In virtù di queste relazioni di dipendenza, le potenze occidentali esercitano un forte potere di coercizione nei confronti dell’Autorità palestinese, in collusione con Israele. Già nel 2006, in risposta alla vittoria delle elezioni legislative palestinesi da parte di Hamas, gli USA e l’Unione Europea avevano sospeso l’elargizione dei finanziamenti all’Autorità palestinese, influendo sulla scelta del partito di Fatah di non partecipare a un governo guidato da Hamas, dichiarato “terrorista” da Israele, e sulla conseguente guerra civile palestinese nella Striscia di Gaza. La stessa cosa hanno fatto in seguito agli eventi del 7 ottobre, nel tentativo, invano, di forzare l’Autorità palestinese a schierarsi pubblicamente contro la lotta palestinese guidata da Hamas nella Striscia di Gaza.

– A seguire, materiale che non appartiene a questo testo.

PR #6287, opened 2025-07-01
Eng 752 web monitor consent

erosselli:
Closes [<issue>]

### Description Of Changes

### Code Changes

### Steps to Confirm

### Pre-Merge Checklist

* [ ] Issue requirements met
* [ ] `CHANGELOG.md` updated
* Followup issues:
  * [ ] Followup issues created
  * [ ] No followup issues
* Database migrations:
  * [ ] No migrations
* Documentation:


src/fides/api/alembic/migrations/versions/3b0f4905378c_change_asset_with_consent_to_asset_.py
```diff
@@ -0,0 +1,47 @@
...
+        "asset",
+        sa.Column(
+            "consent_status",
+            sa.Enum(
+                name="consentstatus",
+            ),
+            nullable=False,
+        ),
+    )
+    op.drop_column("asset", "with_consent")
```
erosselli: since we're not using the with_consent field yet, I think there's no need for a data migration in either the upgrade or the downgrade operations

src/fides/api/models/connectionconfig.py
```diff
@@ -70,6 +70,8 @@ class ConnectionType(enum.Enum):
     sovrn = "sovrn"
     timescale = "timescale"
     website = "website"
+    # Test connection types, used for testing purposes only
+    test_website = "test_website"
```
erosselli: this is to support a `ConfigurableTestWebsiteMonitor`

src/fides/api/alembic/migrations/versions/d45dec7e541d_add_consent_indexes_to_stagedresource.py
```diff
@@ -0,0 +1,64 @@
...
+def upgrade():
+    # ### commands auto generated by Alembic - please adjust! ###
+    connection = op.get_bind()
+
+    # Check stagedresource table size to decide if we should create indexes immediately
+    stagedresource_count = connection.execute(
+        sa.text("SELECT COUNT(*) FROM stagedresource")
+    ).scalar()
+
+    if stagedresource_count < 1000000:
```
erosselli, line 29: this was a very arbitrary number, I chose it cause it was used for the staged resource ancestor migration but I'm happy to hear why it should be different

adamsachs: hah, the number there was also somewhat arbitrary, but  based on some brief local testing i did, where the index creation was relatively quick (<10s i think) if the # of records was below 1 million.

i honestly don't know how this index creation will perform - i'd imagine it's pretty fast given that the `consent_aggregated` column shouldn't be populated on any records...but i don't know that for sure.

i think it's fine to keep the arbitrary threshold 👍

src/fides/api/models/connectionconfig.py
adamsachs: i'd probably just note this explicitly in the code comments
```suggestion
    # Test connection types, used for testing purposes only
    test_website = "test_website" # used for ConfigurableTesteWebsiteMonitor
```

adamsachs: just checking - does this show up in any UI forms/selectors? it's probably not a huge deal if so, but could be a bit messy...

adamsachs: and another add on - 

this is actually simpler than i was expecting when i took the shortcut of relying on the `ConnctionType.fides` for the `ConfigurableTestMonitor`. it may be worth us just creating a `test_datastore` connection type here and switching the `ConfigurableTestMonitor` to use that.

it's pretty janky that the `ConfigurableTestMonitor` has to use the `fides` connection type...

adamsachs (approved):
things look good on this side! just some minor notes

src/fides/api/models/connectionconfig.py
erosselli: > just checking - does this show up in any UI forms/selectors? it's probably not a huge deal if so, but could be a bit messy

I'll check (I might need to get some help from Jason to know where this is displayed exactly) and make sure it's not.

> this is actually simpler than i was expecting when i took the shortcut of relying on the ConnctionType.fides for the ConfigurableTestMonitor. it may be worth us just creating a test_datastore connection type here and switching the ConfigurableTestMonitor to use that.
 
Is it ok if I ticket it for a follow-up? There's also work in updating fidesplus to use it and also testing, and I think the monitor also has unit tests... it feels like a bit of work and I just want to make sure I have enough time to merge and test this before release cut , while also having other tickets I need to work on  🙂

PR #6292, opened 2025-07-02
ENG-874

tvandort:
Closes [ENG-874]

### Description Of Changes

### Code Changes

### Steps to Confirm

### Pre-Merge Checklist

* [ ] Issue requirements met
* [ ] `CHANGELOG.md` updated
* Followup issues:
  * [ ] Followup issues created
  * [ ] No followup issues
* Database migrations:
  * [ ] No migrations
* Documentation:

[ENG-874]: https://ethyca.atlassian.net/browse/ENG-874?atlOrigin=eyJpIjoiNWRkNTljNzYxNjVmNDY3MDlhMDU5Y2ZhYzA5YTRkZjUiLCJwIjoiZ2l0aHViLWNvbS1KU1cifQ

### DIFF
--- a/clients/privacy-center/components/HomePage.tsx
+++ b/clients/privacy-center/components/HomePage.tsx
@@ -119,12 +119,12 @@ const HomePage: NextPage = () => {
 
   const content: any = [];
 
-  config.actions.forEach((action) => {
+  config.actions.forEach((action, index) => {
     content.push(
       <PrivacyCard
         key={action.title}
+        index={index}
         title={action.title}
-        policyKey={action.policy_key}
         iconPath={action.icon_path}
         description={action.description}
         onOpen={onPrivacyModalOpen}
--- a/clients/privacy-center/components/PrivacyCard.tsx
+++ b/clients/privacy-center/components/PrivacyCard.tsx
@@ -4,25 +4,25 @@ import Card from "./Card";
 
 type PrivacyCardProps = {
   title: string;
-  policyKey: string;
   iconPath: string;
   description: string;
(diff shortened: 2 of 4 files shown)


clients/privacy-center/components/HomePage.tsx
```diff
@@ -119,12 +119,12 @@ const HomePage: NextPage = () => {
...
   const content: any = [];
 
-  config.actions.forEach((action) => {
+  config.actions.forEach((action, index) => {
     content.push(
       <PrivacyCard
         key={action.title}
+        index={index}
         title={action.title}
-        policyKey={action.policy_key}
```
NevilleS, line 127: OK, these ~8 lines fundamentally show the change here, which is to shift towards using the **action index** instead of the **policy key** as the unique identifier for the "PrivacyCard" action.

I discussed this live with @tvandort and @Kelsey-Ethyca and this makes sense to me. The Fides API doesn't expect unique policy keys per action, and fundamentally is designed to allow a form UI like the privacy center to submit arbitrary fields for a given request.

So it's a long-standing bug with the privacy center that we were assuming `policy_key` would be a unique ID. It's not, we should support multiple actions to use the same policy key, so this makes sense.

tvandort:
@NevilleS @lucanovera One concern I have is this:
image

I have no idea why the type system is listing this type twice. I usually avoid casting where possible but this was the quickest way I could work around this.

lucanovera (approved):
Thanks @tvandort! I think this is the correct fix for the issue, allowing now to use the same policy key in multiple actions. I've reproduced the issue and confirmed the fix to be working. Approved.!

PR #6296, opened 2025-07-02
Adding user ID to ManualTaskLog

galvana:
### Code Changes

* Adds `user_id` to the `manual_task_log` table
* Captures the user ID in a `ContextVar` upon authentication (`extract_token_and_load_client`)

### Steps to Confirm

1.  This is to support https://github.com/ethyca/fidesplus/pull/2319

### Pre-Merge Checklist

* [ ] Issue requirements met
* [ ] `CHANGELOG.md` updated
* Followup issues:
  * [ ] Followup issues created
  * [ ] No followup issues
* Database migrations:
  * [ ] No migrations
* Documentation:


.fides/db_dataset.yml
```diff
@@ -1072,6 +1072,8 @@ dataset:
       data_categories: [system.operations]
     - name: details
       data_categories: [system.operations]
+    - name: user_id
+      data_categories: [user.unique_id]
```
erosselli, line 1076: is this data category intentional or is it AI? literally all the other fields here just say `system.operations` . tbh I don't even know what this yml is used for

src/fides/api/models/manual_task.py
```diff
@@ -921,10 +928,12 @@ def create_log(
             message: Optional message describing the event
             details: Optional additional details about the event
         """
+
         data = {
             "task_id": task_id,
             "config_id": config_id,
             "instance_id": instance_id,
+            "user_id": user_id or get_request_context().user_id,
```
erosselli: will the request context always have a `user_id`? what about for system-initiated events, does it have a `user_id` property but set to None?

src/fides/api/models/manual_task.py
```diff
@@ -954,12 +964,14 @@ def create_error_log(
...
             The created error log entry
         """
+
         return cls.create_log(
             db=db,
             status=ManualTaskLogStatus.error,
             task_id=task_id,
             config_id=config_id,
             instance_id=instance_id,
+            user_id=user_id or get_request_context().user_id,
```
erosselli: I think it might be nice to define a `get_user_id` method in the class and encapsulate this logic

src/fides/api/request_context.py
```diff
@@ -0,0 +1,66 @@
...
+helpers -> decorators) without having to thread additional parameters through
+all call-sites.
+
+Currently we only capture the authenticated `user_id` but additional fields
+(e.g. correlation_id, locale, feature_flags) can be added in the future by
+expanding the `RequestContext` dataclass.
+
+A `contextvars.ContextVar` is used instead of a module-level global to ensure
+that values are local to the current execution context (async task, thread or
+Celery worker) and therefore safe for concurrent workloads.
```
erosselli, line 13: I haven't worked with contextvars before so idk the specifics of them, but what exactly would be th execution context ? Is this still safe for a single fides webserver that's serving concurrent requests?

.fides/db_dataset.yml
galvana: Yes, this was intentional! This is meant to be the dataset for the Fides system, but I don't know if anyone really uses it. In this case, I set it to `user.unique_id` since it's going to contain `FidesUser.id`s

src/fides/api/models/manual_task.py
galvana: System initiated will be set to `None`

src/fides/api/request_context.py
galvana: Each HTTP request will get its own context. When the request ends the context is discarded. I also found this conversation around this approach, specifically for FastAPI https://github.com/fastapi/fastapi/discussions/8628#discussioncomment-5153107

erosselli: thanks for the clarification!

Gli accordi economici di Parigi del 1994, che come quelli di Oslo avrebbero dovuto avere un carattere temporaneo e durare cinque anni, hanno portato alla dipendenza dell’economia palestinese da quella israeliana e hanno dato allo Stato di Israele gli strumenti per rendere permanenti questi accordi. Questi accordi, infatti, hanno stabilito l’integrazione dell’economia palestinese e di quella israeliana attraverso un’unione doganale, in virtù della quale Israele detiene il controllo di tutti i confini, inclusi quelli della Cisgiordania e della Striscia di Gaza che in teoria dovrebbero essere sotto il controllo dell’Autorità palestinese. Questo implica che i Territori palestinesi non hanno un accesso indipendente all’economia globale, ma sono sottoposti alle limitazioni stabilite da Israele sull’esportazione e sul trasporto dei prodotti, oltre che a tasse elevate sulle importazioni. Secondo gli Accordi di Parigi, il governo israeliano è responsabile della riscossione delle tasse sui beni importati in Cisgiordania e nella Striscia di Gaza (in media tra 190 e 220 milioni di dollari al mese), che dovrebbe trasferire al tesoro dell’Autorità palestinese in cambio di una commissione del 3%. Per l’Autorità palestinese queste risorse economiche sono necessarie a pagare gli stipendi degli impiegati nel settore pubblico e a continuare a garantire i servizi pubblici di base (sanitari, educativi…) non solo in Cisgiordania, ma anche nella Striscia di Gaza, dove l’Autorità palestinese eroga ancora alcuni servizi (come l’elargizione di un aiuto economico alle famiglie dei martiri e dei feriti), nonostante dal 2007 sia governata di fatto dal partito di Hamas.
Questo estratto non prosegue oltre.